== SOURCE MATERIAL ==
________________________________________

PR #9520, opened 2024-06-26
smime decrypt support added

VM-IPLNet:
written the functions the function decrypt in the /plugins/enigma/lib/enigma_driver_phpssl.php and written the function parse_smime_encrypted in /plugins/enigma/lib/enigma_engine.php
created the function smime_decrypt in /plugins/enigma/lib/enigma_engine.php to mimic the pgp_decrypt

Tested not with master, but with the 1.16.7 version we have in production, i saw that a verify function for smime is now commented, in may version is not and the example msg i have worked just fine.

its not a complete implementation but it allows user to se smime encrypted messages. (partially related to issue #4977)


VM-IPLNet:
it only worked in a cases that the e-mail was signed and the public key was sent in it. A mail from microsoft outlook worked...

________________________________________

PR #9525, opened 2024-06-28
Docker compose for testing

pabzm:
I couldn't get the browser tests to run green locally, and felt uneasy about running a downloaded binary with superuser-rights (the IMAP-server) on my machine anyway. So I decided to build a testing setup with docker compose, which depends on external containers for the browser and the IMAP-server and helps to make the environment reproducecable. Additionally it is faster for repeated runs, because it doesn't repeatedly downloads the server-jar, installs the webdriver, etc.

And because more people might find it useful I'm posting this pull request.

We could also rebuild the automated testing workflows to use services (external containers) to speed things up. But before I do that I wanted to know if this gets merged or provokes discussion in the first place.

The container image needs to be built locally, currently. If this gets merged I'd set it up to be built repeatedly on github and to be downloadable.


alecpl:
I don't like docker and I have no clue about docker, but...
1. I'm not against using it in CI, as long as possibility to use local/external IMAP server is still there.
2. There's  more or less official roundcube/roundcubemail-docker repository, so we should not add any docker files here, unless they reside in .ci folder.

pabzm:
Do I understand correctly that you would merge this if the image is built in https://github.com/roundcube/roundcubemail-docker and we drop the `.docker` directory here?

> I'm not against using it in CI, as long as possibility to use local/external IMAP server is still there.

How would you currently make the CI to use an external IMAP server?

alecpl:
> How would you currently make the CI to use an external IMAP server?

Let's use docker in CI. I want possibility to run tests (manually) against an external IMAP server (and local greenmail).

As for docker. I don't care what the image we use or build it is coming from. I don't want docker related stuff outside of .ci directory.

________________________________________

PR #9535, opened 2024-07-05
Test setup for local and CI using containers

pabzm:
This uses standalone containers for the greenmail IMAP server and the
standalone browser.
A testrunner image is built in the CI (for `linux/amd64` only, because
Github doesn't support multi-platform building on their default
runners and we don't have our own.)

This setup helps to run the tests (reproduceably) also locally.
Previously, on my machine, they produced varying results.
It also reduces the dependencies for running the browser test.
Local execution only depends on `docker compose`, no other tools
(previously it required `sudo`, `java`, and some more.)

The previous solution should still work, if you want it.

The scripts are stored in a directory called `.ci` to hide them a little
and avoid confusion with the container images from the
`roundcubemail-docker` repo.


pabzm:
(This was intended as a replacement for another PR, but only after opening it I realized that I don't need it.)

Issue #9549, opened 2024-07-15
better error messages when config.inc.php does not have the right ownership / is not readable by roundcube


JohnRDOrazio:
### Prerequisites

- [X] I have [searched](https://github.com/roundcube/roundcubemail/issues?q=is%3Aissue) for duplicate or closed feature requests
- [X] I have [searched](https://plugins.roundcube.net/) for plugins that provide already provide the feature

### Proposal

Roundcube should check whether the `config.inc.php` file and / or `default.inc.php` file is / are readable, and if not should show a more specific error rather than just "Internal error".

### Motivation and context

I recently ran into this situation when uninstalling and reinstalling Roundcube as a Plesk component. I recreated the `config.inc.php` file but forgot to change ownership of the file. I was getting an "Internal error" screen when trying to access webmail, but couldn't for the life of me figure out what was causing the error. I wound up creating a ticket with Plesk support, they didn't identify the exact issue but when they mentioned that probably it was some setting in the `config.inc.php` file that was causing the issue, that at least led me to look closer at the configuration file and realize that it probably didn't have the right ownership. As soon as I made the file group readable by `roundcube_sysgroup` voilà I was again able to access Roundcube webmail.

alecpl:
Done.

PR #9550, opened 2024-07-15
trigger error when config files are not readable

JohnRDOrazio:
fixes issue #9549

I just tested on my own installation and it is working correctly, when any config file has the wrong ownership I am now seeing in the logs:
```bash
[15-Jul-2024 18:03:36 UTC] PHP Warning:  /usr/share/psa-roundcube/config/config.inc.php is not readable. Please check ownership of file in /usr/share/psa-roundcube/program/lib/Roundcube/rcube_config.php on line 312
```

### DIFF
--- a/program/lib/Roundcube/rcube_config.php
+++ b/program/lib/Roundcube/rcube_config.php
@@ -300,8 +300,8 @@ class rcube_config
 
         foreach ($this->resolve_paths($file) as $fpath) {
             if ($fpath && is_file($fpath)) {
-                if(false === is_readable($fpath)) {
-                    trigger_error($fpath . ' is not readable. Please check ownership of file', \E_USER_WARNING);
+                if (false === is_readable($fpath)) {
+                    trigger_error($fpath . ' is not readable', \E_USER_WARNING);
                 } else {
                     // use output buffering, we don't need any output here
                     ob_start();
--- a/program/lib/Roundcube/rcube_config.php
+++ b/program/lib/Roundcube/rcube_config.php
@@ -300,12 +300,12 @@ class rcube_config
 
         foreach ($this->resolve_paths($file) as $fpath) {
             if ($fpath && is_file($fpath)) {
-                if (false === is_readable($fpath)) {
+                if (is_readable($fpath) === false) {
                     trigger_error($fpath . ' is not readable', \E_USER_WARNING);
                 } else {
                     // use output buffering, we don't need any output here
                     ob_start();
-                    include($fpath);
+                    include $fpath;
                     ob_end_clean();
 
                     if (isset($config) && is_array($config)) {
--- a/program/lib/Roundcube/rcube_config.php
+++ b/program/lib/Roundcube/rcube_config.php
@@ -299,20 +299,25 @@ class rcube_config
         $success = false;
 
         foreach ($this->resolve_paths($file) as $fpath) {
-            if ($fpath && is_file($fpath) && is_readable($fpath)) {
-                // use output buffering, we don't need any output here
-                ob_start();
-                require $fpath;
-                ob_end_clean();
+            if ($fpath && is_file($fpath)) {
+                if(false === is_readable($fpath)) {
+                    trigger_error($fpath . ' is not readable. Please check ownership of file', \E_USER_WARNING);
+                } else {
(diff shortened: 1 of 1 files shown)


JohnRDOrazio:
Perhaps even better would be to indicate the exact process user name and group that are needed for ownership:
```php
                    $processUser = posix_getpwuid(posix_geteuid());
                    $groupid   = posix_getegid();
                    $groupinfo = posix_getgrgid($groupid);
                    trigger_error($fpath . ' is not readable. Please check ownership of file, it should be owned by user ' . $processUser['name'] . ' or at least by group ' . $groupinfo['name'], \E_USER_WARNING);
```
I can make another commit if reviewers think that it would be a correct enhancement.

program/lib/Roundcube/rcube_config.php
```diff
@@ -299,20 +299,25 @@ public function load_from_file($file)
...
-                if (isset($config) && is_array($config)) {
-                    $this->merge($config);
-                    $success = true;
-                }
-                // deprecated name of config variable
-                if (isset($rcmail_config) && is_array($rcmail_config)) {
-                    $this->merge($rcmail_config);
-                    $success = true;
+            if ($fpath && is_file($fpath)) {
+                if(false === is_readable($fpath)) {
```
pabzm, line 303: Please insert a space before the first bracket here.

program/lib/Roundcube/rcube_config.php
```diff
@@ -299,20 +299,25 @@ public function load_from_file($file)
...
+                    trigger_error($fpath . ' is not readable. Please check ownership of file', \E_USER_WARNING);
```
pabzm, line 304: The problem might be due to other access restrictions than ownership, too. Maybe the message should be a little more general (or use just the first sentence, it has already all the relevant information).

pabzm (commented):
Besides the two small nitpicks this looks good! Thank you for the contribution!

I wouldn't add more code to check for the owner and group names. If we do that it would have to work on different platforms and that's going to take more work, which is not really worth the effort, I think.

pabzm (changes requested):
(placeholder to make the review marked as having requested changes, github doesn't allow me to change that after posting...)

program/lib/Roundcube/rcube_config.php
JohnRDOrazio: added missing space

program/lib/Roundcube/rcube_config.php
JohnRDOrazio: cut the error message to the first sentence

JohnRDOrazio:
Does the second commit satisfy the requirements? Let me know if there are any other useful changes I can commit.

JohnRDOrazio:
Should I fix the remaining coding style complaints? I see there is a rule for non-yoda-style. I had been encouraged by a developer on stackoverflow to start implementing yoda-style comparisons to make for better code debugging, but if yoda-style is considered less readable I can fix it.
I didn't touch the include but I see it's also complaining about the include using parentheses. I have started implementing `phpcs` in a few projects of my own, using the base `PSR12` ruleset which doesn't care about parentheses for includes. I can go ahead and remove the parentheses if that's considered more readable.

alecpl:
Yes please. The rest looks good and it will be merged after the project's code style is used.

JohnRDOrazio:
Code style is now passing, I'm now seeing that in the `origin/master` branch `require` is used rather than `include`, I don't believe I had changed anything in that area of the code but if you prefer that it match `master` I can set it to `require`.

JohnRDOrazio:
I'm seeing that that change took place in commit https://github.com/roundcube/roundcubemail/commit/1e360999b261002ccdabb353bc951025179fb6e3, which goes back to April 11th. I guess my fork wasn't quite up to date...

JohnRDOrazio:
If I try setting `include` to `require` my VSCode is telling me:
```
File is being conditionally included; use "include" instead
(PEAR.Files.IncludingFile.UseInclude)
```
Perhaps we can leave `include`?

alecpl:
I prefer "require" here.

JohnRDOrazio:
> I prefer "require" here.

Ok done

________________________________________

Find how many lines of the entries include the word "roundcubemail". The number is the entire reply.

5